Assignment »
Look through the records below and say how many lines include "into". Give only that number.

━━━ Entries supplied ━━━

Issue #6088, opened 2022-02-21
Sprint Poker: GitLab v1: Issues functionality 


nickoferrall:
Predecessor: #6034 

### AC:

- [ ] As the user scrolls the list, more results are loaded
- [ ] Clicking an item adds the issue to the scope
- [ ] Each issue shows the issue number in the subtitle
- [ ] The select all functionality works
- [ ] Issues are sorted deterministically. We could use the `lastActivityAt` field

mattkrick:
From 1:1

- As a first pass, we only allow 2 search criteria: search (ie text in title & description) and project (which is an array of projectIds selectable from the dropdown)
- the problem is the default query-- gitlab doesn't allow us to do a search among issues without specifying a project
- since GitLab provides a GraphQL endpoint, we'd like to use that without writing any custom code on our backend

```gql
query getIssuesByProjectIdAndSearch($search: String, $projectIds: [ID!], $isProjectFiltered: Boolean!, $first: Int, $after: String) {
  # If they have selected at least 1 project filter, then use that filter
  projects(ids: $projectIds) @include(if: $isProjectFiltered) {
    ...nodeSearch_nodes
  }
  # If they haven't selected a project to filter on, filter on the 3 most recently updated projects
  defaultProjects: projects(membership: true, first: 3, sort: "UPDATED_DESC") @skip(if: $isProjectFiltered) {
    ...nodeSearch_nodes
  }
}

fragment nodeSearch_nodes on ProjectConnection {
  nodes {
    issues(
      includeSubepics: true
      state: opened
      search: $search
      sort: UPDATED_DESC
      first: $first
      after: $after
    ) {
      nodes {
        id
        descriptionHtml
        title
      }
    }
  }
}

```

Out of scope:
- Currently the only way to see the project filters is to open the filter dropdown. this probably isn't great. we should see active filters without having to click a dropdown box. Nick says, "maybe we put little chits below the search input field?" CC @enriquesanchez
![Screen Shot 2022-02-23 at 10 51 35 AM](https://user-images.githubusercontent.com/5514175/155387432-18acbe8f-c97c-484e-a490-3756b007c8e8.png)

enriquesanchez:
> Nick says, "maybe we put little chits below the search input field?" 

This is a great idea.

One thing that bothers me here is the lack of a border for the search field. It makes it difficult to correlate the field with the filter button. We could add a simple border around the whole thing and increase the clarity of the component, something like this:

[...]

Issue #6046, opened 2022-02-14
Sprint Poker: GitLab v1: Project filter menu


nickoferrall:
Predecessor: https://github.com/ParabolInc/parabol/issues/6045
Successor: https://github.com/ParabolInc/parabol/issues/6138

### AC:

- [ ] There's a filter button on the right-hand side of the search input, just like GitHub, Jira, and Parabol tasks
- [ ] Clicking the filter button opens a dropdown menu that contains all of the projects that the user has access to
- [ ] It is sorted in a sensible, deterministic fashion. `lastActivityAt` could be a good field to sort by
- [ ] Selecting a project in the menu filters the issues displayed in the card
- [ ] If there’s more than 10 projects, include a search box just like Jira & GitHub
- [ ] As the user types, the projects displayed in the menu are filtered

nickoferrall:
**Story points: 13**
  [See the discussion](https://action.parabol.co/meet/chrwZ1fHoc/estimate/13) in Sprint Poker #​​1

  *Powered by [Parabol](https://www.parabol.co/resources/sprint-poker-meetings)*

nickoferrall:
**Include in next sprint?: Y**
  [See the discussion](https://action.parabol.co/meet/chrwZ1fHoc/estimate/14) in Sprint Poker #​​1

  *Powered by [Parabol](https://www.parabol.co/resources/sprint-poker-meetings)*

mattkrick:
fixed in #6323

PR #6160, opened 2022-03-03
GitLab Issues Functionality

nickoferrall:
Fix https://github.com/ParabolInc/parabol/issues/6088

Note: in the AC, it says that we should be able to select all issues. This was working when I created the PR, but since then this seems to be borked in prod. I've created an issue to fix this https://github.com/ParabolInc/parabol/issues/6213 and have added it to the next Sprint Poker meeting.

Also, in the Estimate phase, the issue is not currently visible in the card at the top of the page. This will be added here: https://github.com/ParabolInc/parabol/issues/6244


packages/client/components/GitLabScopingSearchResults.tsx
```diff
@@ -94,16 +82,35 @@ const GitLabScopingSearchResults = (props: Props) => {
...
                   }
                   query {
-                    projects(membership: true, first: $count, after: $cursor)
-                      @connection(key: "GitLabScopingSearchResults_projects") {
+                    projects(
+                      membership: true
+                      first: $projectsFirst
+                      after: $projectsAfter
+                      sort: "latest_activity_desc"
+                      ids: null # $projectIds
```
nickoferrall, line 90: Originally, we discussed using the skip & include directives because the projects query would be null if `ids` is an empty array. However, when `ids` is `null`, the query works and we can successfully search issues. 

So, I suggest we don't use skip or include and just have one query that accepts the `ids` argument. If the user hasn't selected any projects, `ids` is null. If they have, then we have an array of project `ids`.

One problem that I've run into is when scrolling down the list, triggering the Intersection Observer, and grabbing the next results, the data returned from the query is `null`. I suspect that the `useLoadNextOnScrollBottom` code may need to be tweaked, but this can be done when implementing the project filter menu here: https://github.com/ParabolInc/parabol/issues/6046. For now, I've used `null` as a placeholder.

packages/client/components/GitLabScopingSearchResults.tsx
```diff
@@ -78,7 +59,14 @@ const GitLabScopingSearchResults = (props: Props) => {
   >(
     graphql`
```
nickoferrall, line 60: The query is a little long and could be moved to its own file, but I've kept it here to be consistent with the GitHub logic, and so that it's easily accessible

packages/client/components/GitLabScopingSearchResults.tsx
```diff
@@ -78,7 +59,14 @@ const GitLabScopingSearchResults = (props: Props) => {
...
       fragment GitLabScopingSearchResults_query on Query
-        @argumentDefinitions(cursor: {type: "String"}, count: {type: "Int", defaultValue: 50})
+        @argumentDefinitions(
+          projectsFirst: {type: "Int", defaultValue: 5}
+          issuesFirst: {type: "Int", defaultValue: 25}
```
nickoferrall, line 64: We can't add a connection to issues as connections can't appear inside plural fields like `projects`. So, I've added the connection to the projects, and I'm getting the first 25 issues in each project.

If the issue that the user is looking for isn't included within that list, they'll be able to search for the title or description to be able to find it.

packages/server/graphql/nestedSchema/nestGitLabEndpoint.ts
```diff
@@ -21,7 +21,8 @@ const defaultExecutor: Executor<{
     controller.abort()
   }, endpointTimeout)
   try {
-    const result = await fetch(`${baseUri}/api/graphql`, {
+    const uri = baseUri || 'https://gitlab.com' // TODO: why is baseUri undefined when adding issues to the Estimate phase?
```
nickoferrall, line 24: When adding an issue to the Estimate phase, the `baseUri` that we get from `context` is null. I've played around with the nestGitLab logic, but I haven't discovered why yet. Possibly an issue with the package?

packages/server/graphql/types/Task.ts
```diff
@@ -181,6 +182,28 @@ const Task: GraphQLObjectType = new GraphQLObjectType<any, GQLContext>({
...
+          const accessToken = gitlabAuth?.accessToken
+          if (!accessToken) return null
+          const {gid} = integration
+          const query = `
+          {
+             issue(id: "${gid}"){
+                   __typename
+                   id
+                   iid
+                   title
```
nickoferrall, line 198: When we query `xGitLabIssue` on the frontend, we use the GitLab schema which says that several fields, such as `author.id`, are non-nullable. However, these are nullable fields for us as we're not returning them from this `Task` query. 

There are over a dozen non-nullable fields for GitLab issues. If we want to return all of them, the query would be very expensive. We'd need to do this in the `UpdatePokerScopeMutation` optimistic updater too. This also applies to our GitHub logic.

I think it's the right approach to only return the fields that we're likely to use, but nullable fields disguised as non-nullable fields certainly fields error prone. I know that we're refactoring the way that task integrations work, so this might be worth considering.

igorlesnenko:
@nickoferrall I'm trying to run the PR, but I see no issues displayed. What I might be doing wrong?

image

nickoferrall:
@igorlesnenko sometimes the auth can get stale. Have you tried reintegrating with GitLab and refreshing the page?

igorlesnenko:
@nickoferrall yeah, parabol1. It looks like it fetches only the first 5 projects, and they do not have any issues. Is it expected behavior?
Changing query  to `projectsFirst: {type: "Int", defaultValue: 100}` fixes an issue for me.

nickoferrall:
@igorlesnenko thanks for letting me know. Using the connection, it should re-run the query with a larger `first` value when there aren't enough issues to fill the list. Perhaps this only happens when there are some but not many issues within the first 5 projects. I'll take a look 👍

packages/client/components/GitLabScopingSearchResults.tsx
```diff
@@ -120,89 +127,71 @@ const GitLabScopingSearchResults = (props: Props) => {
...
+  const estimatePhase = phases.find(({phaseType}) => phaseType === 'ESTIMATE')!
+  const usedServiceTaskIds = useGetUsedServiceTaskIds(estimatePhase)
+  const handleAddIssueClick = () => setIsEditing(true)
 
-  // even though it's a little herky jerky, we need to give the user feedback that a search is pending
-  // TODO fix flicker after viewer is present but edges isn't set
+  // when there are no issues in the initial query, gitlab can return an error with hasMore=false even though there are more projects
+  const noProjectsWithIssuesErrMsg = 'The user aborted a request.'
+  const errorMessage = errors?.[0]?.message
+  if (errorMessage === noProjectsWithIssuesErrMsg && !isLoadingNext) {
```
nickoferrall, line 174: When integrating with Parabol1, if there are no issues in the initial query, GitLab returns an error message. To test:

- in the pagination query, change the default value of `projectsFirst` to 1
- change the sort to `sort: "latest_activity_asc"`

You can play with the [explorer](https://gitlab.com/-/graphql-explorer) to experiment with this too.

I created a new test GitLab project, didn't add any issues, and ran the same query without getting an error message.

I don't like this solution as I'm not sure why the error happens with Parabol1, and the GitLab API could change the error message meaning `loadNext` wouldn't execute, so I'm open to other ideas. I've increased the default `projectsFirst` value from 5 to 10 to reduce the chance that this happens.

nickoferrall:
Hey @igorlesnenko, I've pushed an update so you can see some feedback while the query is executing, and it will run again if there are no issues returned from the initial query

igorlesnenko:
@nickoferrall reconnected GitLab and now it works but takes some time to load the issues list. I guess several queries are needed

igorlesnenko (commented):
Looks good to me. The only thing that does not work for me is select all functionality. 
When I click on it, I get the following result
image
@nickoferrall Does it work for you?

packages/client/components/GitLabScopingSearchResults.tsx
```diff
@@ -78,7 +59,14 @@ const GitLabScopingSearchResults = (props: Props) => {
   >(
     graphql`
       fragment GitLabScopingSearchResults_query on Query
-        @argumentDefinitions(cursor: {type: "String"}, count: {type: "Int", defaultValue: 50})
+        @argumentDefinitions(
+          projectsFirst: {type: "Int", defaultValue: 20}
```
nickoferrall, line 63: @mattkrick in our 1-1, I mentioned that Igor and I ran into an issue where GitLab would return a server error depending on the `projectsFirst` value.

For me, if the `projectsFirst` number is 15 or lower and the sort order is `latest_activity_asc`, I get the server error. In the GQL explorer, the message is `Internal server error`. In our codebase, I can repeat the same result, but the error is `The user aborted a request`. If `projectsFirst` is greater than 15, it always works.

However, if I sort by `latest_activity_asc`, it doesn't matter what the `projectsFirst` value is, it always works. 

It seems unlikely that a borked Parabol project is causing the issue when `projectsFirst` is 15, because it's still included in the successful results when it's 16.

It seems like there's a bug in GitLab's API. Googling hasn't helped yet, but I'll keep trying tomorrow. 

Here's the query FYI. If I query anything other than `__typename`, I get the error:

```
query {
    projects(membership: true, first:15, sort: "latest_activity_asc") {
    nodes {
      createdAt
    }
  }
}  
```

mattkrick (changes requested):

packages/client/utils/parseWebPath.ts
```diff
@@ -0,0 +1,8 @@
+import {upperFirst} from './upperFirst'
+
+export const parseWebPath = (webPath: string) => {
```
nickoferrall, line 3: @mattkrick you mentioned in your CR ([here](https://github.com/ParabolInc/parabol/pull/6160#discussion_r829255475)) that we should just parse, rather than parse, filter, and concatenate. 

However, if we just parse and return `[fullPath, issuesAndIid]`, those values will always need to edited afterwards. Doing this in multiple places feels more error-prone that doing it all here imo

packages/server/graphql/types/Task.ts
```diff
@@ -181,6 +182,31 @@ const Task: GraphQLObjectType = new GraphQLObjectType<any, GQLContext>({
...
+          if (!accessToken) return null
+          const {gid} = integration
+          const query = `
+            query {
+              issue(id: "${gid}"){
+                __typename
+                id
+                iid
+                title
+                ...info
```
nickoferrall, line 199: You mentioned [here](https://github.com/ParabolInc/parabol/pull/6160#discussion_r829211225) that we should use `...info` here as it'll pass the requested fields from the client to GitLab. 

Did you mean that we should include `...info` in addition to the other fields? Otherwise, we won't have access to those fields. 

To test: remove the other fields, like `id` and `title`, add an issue to the Estimate phase, and see that the title doesn't show up in the sidebar

packages/server/integrations/gitlab/GitLabServerManager.ts
```diff
@@ -1,22 +1,20 @@
...
 class GitLabServerManager {
-  readonly provider: IntegrationProviderGitLabOAuth2
   readonly accessToken: string
   readonly serverBaseUrl: string
 
-  constructor(accessToken: string, serverBaseUrl: string) {
+  constructor(accessToken: string) {
     this.accessToken = accessToken
-    this.serverBaseUrl = serverBaseUrl
+    this.serverBaseUrl = 'https://gitlab.com'
```
nickoferrall, line 12: `serverBaseUrl` will always be `gitlab.com` so we don't need to include this as an arg? Instead, I've added it here

packages/server/graphql/types/Task.ts
mattkrick: The `...info` should be enough, could you do a little triage and see if those fields are being included in the info.fieldNodes? perhaps a fragment is missing in the request somewhere? might be worth comparing the fragment for github and the one for gitlab to determine the delta

packages/server/integrations/gitlab/GitLabServerManager.ts
mattkrick: that's not true for self-hosted versions

packages/server/graphql/types/Task.ts
mattkrick: you know, i'm not sure i love that design decision either... perhaps it should return the whole thing instead of just the info object? My goal was to make it hard to include fields in addition to the `...info`, but it may just be a gotcha

mattkrick:
looking good! loved the attention to detail troublshooting the `...info` stuff & refactoring the webPath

━━━

Worked solution »
2